[Stored data]
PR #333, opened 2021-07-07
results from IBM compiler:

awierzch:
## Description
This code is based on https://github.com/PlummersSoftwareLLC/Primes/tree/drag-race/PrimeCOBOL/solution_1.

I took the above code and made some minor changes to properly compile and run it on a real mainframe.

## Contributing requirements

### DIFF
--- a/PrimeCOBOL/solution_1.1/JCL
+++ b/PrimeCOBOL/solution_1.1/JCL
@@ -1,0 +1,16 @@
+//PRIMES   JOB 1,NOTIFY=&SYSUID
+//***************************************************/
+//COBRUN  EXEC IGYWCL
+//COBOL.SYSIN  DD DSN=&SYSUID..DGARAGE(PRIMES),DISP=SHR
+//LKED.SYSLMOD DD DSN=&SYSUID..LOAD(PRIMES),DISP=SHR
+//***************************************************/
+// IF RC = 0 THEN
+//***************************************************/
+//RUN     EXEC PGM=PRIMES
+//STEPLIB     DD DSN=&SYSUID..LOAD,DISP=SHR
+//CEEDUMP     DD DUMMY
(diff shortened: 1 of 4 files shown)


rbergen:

[TASK ITEM]
Only the number is needed here: how many lines of the records contain "SYSUID"?

[EXERCISE ANSWER]
4